DATA FOR THIS TASK: Begin

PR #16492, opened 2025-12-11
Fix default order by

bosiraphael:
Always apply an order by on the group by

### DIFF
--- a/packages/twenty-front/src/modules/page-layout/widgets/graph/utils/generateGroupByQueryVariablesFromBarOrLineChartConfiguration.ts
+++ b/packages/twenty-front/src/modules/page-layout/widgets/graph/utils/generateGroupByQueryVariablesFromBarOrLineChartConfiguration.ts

DATA FOR THIS TASK: End

(WORK TO BE COMPLETED) Repeat the entries word for word. Skip none of them.

(OUTPUT BELOW)
PR #16492, opened 2025-12-11
Fix default order by

bosiraphael:
Always apply an order by on the group by

### DIFF
--- a/packages/twenty-front/src/modules/page-layout/widgets/graph/utils/generateGroupByQueryVariablesFromBarOrLineChartConfiguration.ts
+++ b/packages/twenty-front/src/modules/page-layout/widgets/graph/utils/generateGroupByQueryVariablesFromBarOrLineChartConfiguration.ts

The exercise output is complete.